(TASK GOAL) The stretch wanted below opens at the line containing "-28,6 +26,8 @@ import org.eclipse.jface.layout.GridDataFactory;" and closes at the line containing "fbricon: why is this removed?". Please return it exactly, with no other lines.

┏━━

PR #776, opened 2015-09-14
[JBIDE-20599] Allow the handler to set the connection instead of recent

jcantrill:
@fbricon review?

### DIFF
--- a/plugins/org.jboss.tools.openshift.ui/src/org/jboss/tools/openshift/internal/ui/wizard/deployimage/DeployImagePage.java
+++ b/plugins/org.jboss.tools.openshift.ui/src/org/jboss/tools/openshift/internal/ui/wizard/deployimage/DeployImagePage.java
@@ -10,8 +10,6 @@
  ******************************************************************************/
 package org.jboss.tools.openshift.internal.ui.wizard.deployimage;
 
-
-
 import org.apache.commons.lang.StringUtils;
 import org.eclipse.core.databinding.Binding;
 import org.eclipse.core.databinding.DataBindingContext;
@@ -28,6 +26,8 @@ import org.eclipse.jface.layout.GridDataFactory;
 import org.eclipse.jface.layout.GridLayoutFactory;
 import org.eclipse.jface.viewers.ComboViewer;
 import org.eclipse.jface.viewers.StructuredViewer;
+import org.eclipse.jface.viewers.Viewer;
+import org.eclipse.jface.viewers.ViewerSorter;
 import org.eclipse.jface.wizard.IWizard;
 import org.eclipse.linuxtools.docker.core.IDockerConnection;
 import org.eclipse.osgi.util.NLS;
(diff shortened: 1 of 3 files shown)


plugins/org.jboss.tools.openshift.ui/src/org/jboss/tools/openshift/internal/ui/wizard/deployimage/DeployImagePage.java
```diff
@@ -231,11 +231,18 @@ private void createProjectControl(Composite parent, DataBindingContext dbc) {
...
+		final OpenShiftExplorerLabelProvider labelProvider = new OpenShiftExplorerLabelProvider();
 		cmboProject.setContentProvider(new ObservableListContentProvider());
-		cmboProject.setLabelProvider(new OpenShiftExplorerLabelProvider());
+		cmboProject.setLabelProvider(labelProvider);
 		cmboProject.setInput(
 				BeanProperties.list(IDeployImagePageModel.PROPERTY_PROJECTS).observe(model));
-		
+		cmboProject.setSorter(new ViewerSorter() {
+			@Override
+			public int compare(Viewer viewer, Object e1, Object e2) {
```
fbricon: shouldn't `default` always be on top?

plugins/org.jboss.tools.openshift.ui/src/org/jboss/tools/openshift/internal/ui/wizard/deployimage/DeployImageWizardModel.java
```diff
@@ -81,7 +81,6 @@
 	private boolean originatedFromDockerExplorer;
 	
 	public DeployImageWizardModel() {
-		setConnection(ConnectionsRegistrySingleton.getInstance().getRecentConnection(Connection.class));
```
fbricon: why is this removed?

plugins/org.jboss.tools.openshift.ui/src/org/jboss/tools/openshift/internal/ui/wizard/deployimage/DeployImagePage.java
jcantrill: It should, but maybe we should consider removing it all together.  I'm not sure how the current ording works in the explorer window.  I assume it returns in order of what was returned by the call.  I dont know whay it wouldnt do the same here.

plugins/org.jboss.tools.openshift.ui/src/org/jboss/tools/openshift/internal/ui/wizard/deployimage/DeployImageWizardModel.java
jcantrill: This is what was causing the problem.  It returns the one recently accessed but we want the one you selected.  So I defered it to being set in the handler. Hmm... maybe we need to explicitly set 'recent' when calling from the docker explorer side?

fbricon:
Applied in master and 4.3.x

PR #777, opened 2015-09-14
bump client plugin to use openshift-rest-client 3.1.0-SNAPSHOT

jcantrill:
@fbricon not sure if you want to wait and bump this with the plugin versions?


fbricon:
@nickboldt when are we supposed to bump the eclipse plugins version in master?

nickboldt:
Whenever you have to mark master different from 4.3.x.

fbricon:
Merged in master and 4.3.x

PR #785, opened 2015-09-29
JBIDE-20834 - Fix issues with styled label providers

snjeza:
https://issues.jboss.org/browse/JBIDE-20834
Fix issues with styled label providers


fbricon:
@adietish I'll let you decide if it's worth adding to 4.3.x too. I don't think it's necessary, but if it works for Mars.1, then it's probably ok

adietish:
i was waiting for this since there was no urgency. But I suspect this to fix JBIDE-21141, verifying now that I have a possible reason

adietish:
According to https://bugs.eclipse.org/bugs/show_bug.cgi?id=466499 this is only fixed in 4.5.1, we can thus only merge this to our master, not to 4.3.x

adietish:
merged and pushed to jbosstools-4.3.x

PR #787, opened 2015-10-02
[JBIDE-20905] resetting validation status (& deco) upon template change

adietish:


fbricon:
+1 to apply in master only. Generified API depends on Neon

┗━━

(SOLUTION FOR THIS TASK)
@@ -28,6 +26,8 @@ import org.eclipse.jface.layout.GridDataFactory;
 import org.eclipse.jface.layout.GridLayoutFactory;
 import org.eclipse.jface.viewers.ComboViewer;
 import org.eclipse.jface.viewers.StructuredViewer;
+import org.eclipse.jface.viewers.Viewer;
+import org.eclipse.jface.viewers.ViewerSorter;
 import org.eclipse.jface.wizard.IWizard;
 import org.eclipse.linuxtools.docker.core.IDockerConnection;
 import org.eclipse.osgi.util.NLS;
(diff shortened: 1 of 3 files shown)


plugins/org.jboss.tools.openshift.ui/src/org/jboss/tools/openshift/internal/ui/wizard/deployimage/DeployImagePage.java
```diff
@@ -231,11 +231,18 @@ private void createProjectControl(Composite parent, DataBindingContext dbc) {
...
+		final OpenShiftExplorerLabelProvider labelProvider = new OpenShiftExplorerLabelProvider();
 		cmboProject.setContentProvider(new ObservableListContentProvider());
-		cmboProject.setLabelProvider(new OpenShiftExplorerLabelProvider());
+		cmboProject.setLabelProvider(labelProvider);
 		cmboProject.setInput(
 				BeanProperties.list(IDeployImagePageModel.PROPERTY_PROJECTS).observe(model));
-		
+		cmboProject.setSorter(new ViewerSorter() {
+			@Override
+			public int compare(Viewer viewer, Object e1, Object e2) {
```
fbricon: shouldn't `default` always be on top?

plugins/org.jboss.tools.openshift.ui/src/org/jboss/tools/openshift/internal/ui/wizard/deployimage/DeployImageWizardModel.java
```diff
@@ -81,7 +81,6 @@
 	private boolean originatedFromDockerExplorer;
 	
 	public DeployImageWizardModel() {
-		setConnection(ConnectionsRegistrySingleton.getInstance().getRecentConnection(Connection.class));
```
fbricon: why is this removed?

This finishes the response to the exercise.